Research Papers on Cathedral by Carver
Cathedral by Raymond Carver implores the reader to examine the true nature of one’s existence through the narrator of the story. The metaphor of the cathedral helps the reader understand that the narrator is acting out of metaphorically blind ignorance the revelation of his own significance is the basis of this epiphany. As Henry David Thoreau advocates the ideal of individualism and calls for the triumph of the creativity over the paralyzing influence of past genius, so Carver compels the reader to witness, through Bub, the transformation of blind ignorance into self-awareness.
Symbolism in Cathedral
The blind man’s drawing of the cathedral began with a square box, a symbol of the simple and ugly foundation that the narrator begins the story with. Example of this ugly foundation are numerous throughout the beginning of the story, such as:
- Offering to take the blind man bowling;
- Asking which side of the train the blind man wanted to sit on;
- Rude remarks about alcohol inferring the blind man is alcoholic.
However, Bub takes his hand and helps the blind man draw a cathedral. This scene illustrates Carver’s use of irony; even though Bub can see and draw the intricacies of the cathedral, the blind man is more self-aware of the world than Bub.

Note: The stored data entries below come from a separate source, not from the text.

Issue #8272, opened 2024-10-16
Can we allow members to add their own Terraform providers?


dms1981:
### User Story

As a Modernisation Platform Customer
I need to add providers to my `terraform { required_providers { ... } }`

When his wife fell asleep, the narrator engaged himself in getting to know the blind man. Carver suddenly transforms the narrator into a sympathetic and gradually aware man. The narrator reflects, "He let his fingers touch the suitcase, which was sitting alongside the sofa. He was taking his bearings. I didn't blame him for that." Normally he reacted with a smart remark or quick scorn. This is the beginning of his transcendence, which Carver does in typical Henry David Thoreau style. Thoreau does not wish to set rules for individuals by laying forth these principles; rather, his mission in his works is to provide the discontent with guidelines, so that they may embark on a journey of self-improvement rather than complain of their hardships.